Training the mid-section is not that hard-you just have to be smart about it. What most people do wrong is that they focus on the same exercises and then wonder why the results are not showing. When training your stomach muscles, there are two main concepts that you have to keep in mind:
1) work them out intensly; high reps few breaks
2) use different movements to target all of the muscles in the region: the transversus abdominis, rectus abdominis, and obliques.
I think that the best ab exercises are those which combine all three movements into one, which forces the three muscles to work together. This leads to a better workout and better results. A great exercise which does this is the V-Sit Up. Here’s what you do:

Start out lying down on the ground with your legs straight out and hold them about 1 inch off the ground. Tighten up your stomach.

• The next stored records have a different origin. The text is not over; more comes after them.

PR #861, opened 2023-10-10
api: create and delete blueprint endpoint

lzap:
This is my proposal for the create blueprint endpoint. It is 1:1 copy of the payload from the create compose request. Let’s discuss the API first, then I will start working on the code and DDL.

### DIFF
--- a/cmd/image-builder-db-test/main_test.go
+++ b/cmd/image-builder-db-test/main_test.go
@@ -4,7 +4,9 @@ package main
 
 import (
 	"context"
+	"encoding/json"
 	"fmt"
+	"github.com/osbuild/image-builder/internal/v1"
 	"os/exec"
 	"testing"
 	"time"
@@ -64,8 +66,8 @@ func migrateTern(t *testing.T) {
 		"--host", c.PGHost, "--port", c.PGPort,
 		"--user", c.PGUser, "--password", c.PGPassword,
 		"--sslmode", c.PGSSLMode)
-	err := cmd.Run()
-	require.NoError(t, err)
+	output, err := cmd.CombinedOutput()
+	require.NoErrorf(t, err, "tern command failed with non-zero code, combined output: %s", string(output))
 }
 
 func connect(t *testing.T) *pgx.Conn {
@@ -77,10 +79,14 @@ func connect(t *testing.T) *pgx.Conn {
 func tearDown(t *testing.T) {
 	conn := connect(t)
 	defer conn.Close(context.Background())
-	conn.Exec(context.Background(), "drop table clones")
-	conn.Exec(context.Background(), "drop table composes")
-	conn.Exec(context.Background(), "drop table if exists schema_migrations")
-	conn.Exec(context.Background(), "drop table if exists schema_version")
+	_, err := conn.Exec(context.Background(), "drop schema public cascade")
+	require.NoError(t, err)
+	_, err = conn.Exec(context.Background(), "create schema public")
+	require.NoError(t, err)
+	_, err = conn.Exec(context.Background(), "grant all on schema public to postgres")
+	require.NoError(t, err)
+	_, err = conn.Exec(context.Background(), "grant all on schema public to public")
+	require.NoError(t, err)
 }
 
 func testInsertCompose(t *testing.T) {
@@ -342,7 +348,41 @@ func testClones(t *testing.T) {
 	require.Equal(t, clones[1], *entry)
 }
 
-func TestMain(t *testing.T) {
+func testBlueprints(t *testing.T) {
+	d, err := db.InitDBConnectionPool(connStr(t))
+	require.NoError(t, err)
+	conn := connect(t)
+	defer conn.Close(context.Background())
+
+	b1 := v1.BlueprintV1{
+		Version:     1,
+		Name:        "name",
+		Description: "desc",
+	}
+	body, err := json.Marshal(b1)
+	require.NoError(t, err)
+
+	id := uuid.New()
+	err = d.InsertBlueprint(id, ORGID1, ANR1, "name", "desc", 1, body)
+	require.NoError(t, err)
+
+	entry, err := d.GetBlueprint(id, ORGID1, ANR1)
+	require.NoError(t, err)
+	b2, err := v1.BlueprintFromEntry(entry)
+	require.NoError(t, err)
+	require.Equal(t, b1, b2)
+
+	err = d.DeleteBlueprint(id, ORGID1, ANR1)
+	require.NoError(t, err)
+}
+
+func runTest(t *testing.T, f func(*testing.T)) {
+	migrateTern(t)
+	defer tearDown(t)
+	f(t)
+}
+
+func TestAll(t *testing.T) {
 	fns := []func(*testing.T){
 		testInsertCompose,
 		testGetCompose,
@@ -350,11 +390,10 @@ func TestMain(t *testing.T) {
 		testGetComposeImageType,
 		testDeleteCompose,
 		testClones,
+		testBlueprints,
 	}
 
 	for _, f := range fns {
-		migrateTern(t)
-		f(t)
-		tearDown(t)
+		runTest(t, f)
 	}
 }
--- a/cmd/image-builder-db-test/main_test.go
+++ b/cmd/image-builder-db-test/main_test.go
@@ -6,10 +6,11 @@ import (
 	"context"
 	"encoding/json"
 	"fmt"
-	"github.com/osbuild/image-builder/internal/v1"
 	"os/exec"
 	"testing"
 	"time"
+
+	v1 "github.com/osbuild/image-builder/internal/v1"
 
 	"github.com/google/uuid"
 	"github.com/jackc/pgx/v4"
--- a/cmd/image-builder/main.go
+++ b/cmd/image-builder/main.go
@@ -4,9 +4,6 @@ import (
 	"fmt"
 	"strings"
 
-	"github.com/labstack/gommon/random"
-	"github.com/sirupsen/logrus"
-
 	"github.com/osbuild/image-builder/internal/common"
 	"github.com/osbuild/image-builder/internal/composer"
 	"github.com/osbuild/image-builder/internal/config"
@@ -16,11 +13,13 @@ import (
 	"github.com/osbuild/image-builder/internal/provisioning"
 	v1 "github.com/osbuild/image-builder/internal/v1"
 
-	"github.com/labstack/echo/v4"
-	"github.com/labstack/echo/v4/middleware"
-
 	"github.com/getsentry/sentry-go"
 	sentryecho "github.com/getsentry/sentry-go/echo"
+	"github.com/labstack/echo/v4"
+	"github.com/labstack/echo/v4/middleware"
+	"github.com/labstack/gommon/log"
+	"github.com/labstack/gommon/random"
+	"github.com/sirupsen/logrus"
 )
 
 func main() {
@@ -134,6 +133,10 @@ func main() {
 	if conf.GlitchTipDSN != "" {
 		echoServer.Use(sentryecho.New(sentryecho.Options{}))
 	}
+	// log stack traces into standard logger as error (instead of stdout)
+	echoServer.Use(middleware.RecoverWithConfig(middleware.RecoverConfig{
+		LogLevel: log.ERROR,
+	}))
 	if conf.IsDebug() {
 		echoServer.Debug = true
 	}
--- a/cmd/image-builder/main.go
+++ b/cmd/image-builder/main.go
@@ -5,9 +5,9 @@ import (
 	"strings"
 
 	"github.com/labstack/gommon/random"
-	"github.com/osbuild/image-builder/internal/common"
 	"github.com/sirupsen/logrus"
 
+	"github.com/osbuild/image-builder/internal/common"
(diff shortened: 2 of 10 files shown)


lzap:
Ping @croissanne any comments before I start?

croissanne:
> Ping @croissanne any comments before I start?

Go for it :)

lzap:
Rebased the code logic for inserting the record into the database. As part of the PR, I am introducing new type named `BlueprintV1` and a version flag that is stored in a separate column. This allows taking advantage of types in Go as I expect us to modify the schema a bit and unstructured data in SQL database is always a problem: existing records on stage will carry old versions which can be easily "upgraded".

Other than that, it is just a copy-paste.

internal/db/migrations-tern/007_blueprint_composes.sql
```diff
@@ -0,0 +1,5 @@
+CREATE TABLE IF NOT EXISTS blueprint_composes
+(
+    blueprint_id uuid REFERENCES blueprints(id) ON DELETE CASCADE,
+    compose_id uuid REFERENCES composes(job_id) ON DELETE CASCADE
```
croissanne, line 4: Does it make sense to enforce the compose_id to be unique in this table?

croissanne (commented):
Overall this lgtm

internal/db/migrations-tern/007_blueprint_composes.sql
lzap: Good point, it does. Now that I am thinking about this table, I am a bit ahead as creating composes through the new experimental API is not part of this PR, but if you don’t mind I will go ahead, add unique constraint and leave it here.

lzap:
Ok rebased and added UNIQUE constraint.

internal/v1/api.yaml
```diff
@@ -383,6 +383,37 @@ paths:
...
+          application/json:
+            schema:
+              $ref: "#/components/schemas/CreateBlueprintRequest"
+      responses:
+        '201':
+          description: blueprint was saved
+          content:
+            application/json:
+              schema:
+                $ref: '#/components/schemas/ComposeResponse'
```
lzap, line 404: Ha I should be returning blueprint id instead. Do not merge.

lzap:
So I have also created new endpoint `/blueprints/UUID/compose` which forwards the creation to the existing code. I had to slightly refactor one handler, I introduced `composeImage` which is called from `ComposeImage` as well as `ComposeBlueprint` except the latter uses input data from the database.

cmd/image-builder-db-test/main_test.go
```diff
@@ -342,19 +348,52 @@ func testClones(t *testing.T) {
...
+		testBlueprints,
 	}
 
 	for _, f := range fns {
-		migrateTern(t)
-		f(t)
-		tearDown(t)
+		runTest(t, f)
 	}
 }
```
lzap, line 399: Renamed because `TestMain` is reserved for test suites, it does work but Goland is marking this as an error and it is pesky. Also refactored it to function so `defer` can be used to ensure all data is deleted after even an error.

lzap, line 399: Renamed because TestMain is reserved for test suites, it does work but Goland is marking this as an error and it is pesky. Also refactored it to function so defer can be used to ensure all data is deleted after even an error.

internal/tutils/psql.go
```diff
@@ -49,6 +49,8 @@ func NewPSQLContainer() (*PSQLContainer, error) {
 	out, err := exec.Command(
 		rt,
 		"run",
+		"--mount=type=tmpfs,destination=/var/lib/postgresql/data",
+		"--mount=type=tmpfs,destination=/dev/shm",
```
lzap, line 53: This significantly speeds up on one of my systems (old Xeon with HDD). From 336s to just 36s.

internal/tutils/psql.go
```diff
@@ -87,6 +89,9 @@ func (p *PSQLContainer) execCommand(args ...string) (string, error) {
 	}
 	/* #nosec G204 */
 	out, err := exec.Command(rt, args...).CombinedOutput()
+	if err != nil {
+		err = fmt.Errorf("command %s %s error: %w, output: %s", rt, args, err, out)
+	}
```
lzap, line 94: The PR contains couple of error printing, during initial setup I had problems (missing `podman` or misconfiguration there) and it was hard to troubleshoot without these.

internal/tutils/psql.go
```diff
@@ -124,9 +129,9 @@ func (p *PSQLContainer) NewDB() (db.DB, error) {
 		"--user", user,
 	)
 
-	_, err = cmd.Output()
+	out, err := cmd.CombinedOutput()
```
lzap, line 132: This was the culprint - `Output()` is missing standard error completely, so the error was actually hidden.

lzap:
This is now ready for re-review, I removed "compose blueprint" endpoint, this is only create operation (with get/delete DB operations). The rest will be followed in separate PRs. I am leaving few small changes in tests and db tests because I stuggled hard to set it up and with performance. @croissanne

lzap:
Resolved conflicts.

internal/v1/api.yaml
```diff
@@ -581,6 +612,44 @@ components:
...
+          $ref: '#/components/schemas/Distributions'
+        image_requests:
+          type: array
+          minItems: 1
+          maxItems: 1
+          items:
+            $ref: '#/components/schemas/ImageRequest'
+          uniqueItems: true
+          description: |
+            Array of exactly one image request. Having more image requests in a single blueprint is currently not supported.
```
lucasgarfield, line 643: This is probably leftover from a copy/paste... shouldn't there be a request per target?

internal/v1/api.yaml
```diff
@@ -581,6 +612,44 @@ components:
...
+        description:
+          type: string
+          example: "My blueprint description"
+          maxLength: 250
+        distribution:
+          $ref: '#/components/schemas/Distributions'
+        image_requests:
+          type: array
+          minItems: 1
+          maxItems: 1
```
lucasgarfield, line 638: We need to support all target types, and that number will probably increase... maybe no max needed?

internal/db/migrations-tern/006_create_table_blueprints.sql
```diff
@@ -0,0 +1,11 @@
+CREATE TABLE IF NOT EXISTS blueprints
+(
+    id uuid PRIMARY KEY,
+    org_id varchar NOT NULL CHECK (coalesce(trim(org_id), '') != ''),
+    account_number varchar NOT NULL CHECK (coalesce(trim(account_number), '') != ''),
+    name VARCHAR(100) NOT NULL,
+    description VARCHAR(250),
+    body_version INTEGER NOT NULL,
+    body JSONB NOT NULL,
```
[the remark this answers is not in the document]
lzap: This is not blueprint version from the users perspective, this is body (payload) version which will be increased as soon as incompatible JSON change will be done. This must be stored outside of the JSON itself because only then you can effectively pick the proper type, `BlueprintV1` in this case, and unmarshal data into specific type.

Blueprint versioning will be done in a separate PR and that field will be likely called simply `version`, or we might end up only having `parent uuid` column. We talked about this with @avitova today on techdiss, it needs more research on what will be more appropriate for this case.

internal/v1/api.yaml
lzap: This is copy-pasted from the "create compose" endpoint without changes, the way I understand this is that this only accepts array with exactly one element and this is for the future (e.g. when multiple requests can be send). @croissanne ?

internal/v1/api.yaml
lzap: Ditto.

internal/db/migrations-tern/006_create_table_blueprints.sql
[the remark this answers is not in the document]
ezr-ondrej: Ah! Gotcha, than ignore my comment, this makes sense!

internal/v1/api.yaml
croissanne: So we'd generate multiple compose requests from the blueprint, so this will have to change in future for sure (but we can change stuff under /experimental so).

And then we also might arrive at a point where a single compose requests can have multiple upload targets, which will be the case for edge (s3 + pulp).

lzap: So if you ask me @lucasgarfield I'd say out of scope for this PR :-D

internal/v1/api.yaml
lzap: I suggest to do this separately after this is merged in both components.

ezr-ondrej: This should be different in Blueprint and Compose, here it should be 1:n, but compose stay at 1:1, we'd just make N composes when making composes out of blueprint (rebuilding blueprint images) or do I misunderstand something?

I'm not opposed to do it in follow up, I just don't get why 🤔 but sure, I can propose it myself 👍 I can have contribution!! 😛

lzap: I don’t understand, this is a datatype from "create compose" API request without any change. I believe that blueprint is just a "template" of what we have today. Therefore, I designed this endpoint in a way that blueprint can be resubmitted "as is" without any changes.

Maybe let’s have a chat on Slack to speed things up, I might be missing something.

lzap: Oh now I understand, multiple image requests can be in a single blueprint. This is different from what is now. Fixed.

lzap:
Rebased, this is now ready for re-review, thanks.

ezr-ondrej:
The tests seem to not agree with the swagger spec, I guess it needs to get updated? :thinking:

lzap:
Oh right, rebased.

ezr-ondrej:
We are :green_apple: :tada:

lzap:
Let's go @croissanne or @lucasgarfield we have more than one PRs to work on. Thanks.

cmd/image-builder/main.go
```diff
@@ -2,6 +2,7 @@ package main
 
 import (
 	"fmt"
+	"github.com/labstack/gommon/log"
```
croissanne, line 5: external imports tend to go in the 2nd paragraph, it's a bit of a mess in this file though.

internal/db/migrations-tern/006_create_table_blueprints.sql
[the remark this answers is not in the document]
croissanne: JSON unmarshaling is very forgiving though, so you could just grab the version and then unmarshal it again into the appropriate struct.

Once we build versioning on top we need a way to group the blueprints indeed.

internal/v1/api.yaml
croissanne: also I think it's fine to keep this as an array, for koji we ended up accepting multiple image requests per compose reqs so who knows where we need to go with this.

internal/db/db_blueprints.go
```diff
@@ -0,0 +1,68 @@
+package db
+
+import (
+	"context"
+	"encoding/json"
+	"fmt"
+	"github.com/google/uuid"
```
croissanne, line 7: nitpick, space between built-in imports and external imports.

internal/tutils/psql.go
croissanne: would be nice so split out test improvements to a separate commit.

croissanne (commented):
Thank you! overal lgtm, some nitpicks

cmd/image-builder/main.go
lzap: I noticed, we use an automated tool to fix them all `goimports` it does this kind of sorting for us. I guess I will propose a new PR soon.

internal/db/db_blueprints.go
lzap: Fixing too.

lzap:
Rebased, I will do a followup on those nasty imports scattered around.

The test refactoring is unfortunately buried deep in the patch, I can do hunk by hunk split if you insist.

lzap:
All green.

lzap:
Here is the followup which I can rebase after this is merged: https://github.com/osbuild/image-builder/pull/895

cmd/image-builder/main.go
croissanne: right, can you move the gommon/log down though?

cmd/image-builder/main.go
```diff
@@ -134,6 +135,10 @@ func main() {
 	if conf.GlitchTipDSN != "" {
 		echoServer.Use(sentryecho.New(sentryecho.Options{}))
 	}
+	// log stack traces into standard logger as error (instead of stdout)
+	echoServer.Use(middleware.RecoverWithConfig(middleware.RecoverConfig{
+		LogLevel: log.ERROR,
+	}))
```
croissanne, line 141: Can you please split this into a separate commit?

lzap: Sure, done.

cmd/image-builder/main.go
lzap: Done.

lzap:
Some unrelated changes I guess?

/retest

ezr-ondrej:
/retest

> Some unrelated changes I guess?

[quai](https://quay.io/) was  down for the whole day ;)

lzap:
ALL TESTS GREEN.

lzap:
All green.

croissanne (approved):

In one motion sit up while bringing your knees up to your chest. As you do this, make sure you are keeping your stomach tight and are initiating the movement from the midsection and not the upperbody (you are trying to isolate your abs, you don’t want to cheat by using your upperbody for help).

Once you get the movement down, you want to do it at an angle so as to incorporate the obliques. Same thing as before, except that before you start the movement you want to be slightly angled to one side.

Doing 12-15 repetitions will target your abdominals in such a way that traditional crunches won’t. Try it out and feel the effect that it has on your abs!

Just found your blog linked from allfacebook. This exercise looks great, should make a change from sit-ups. I’m looking forward to trying it out later.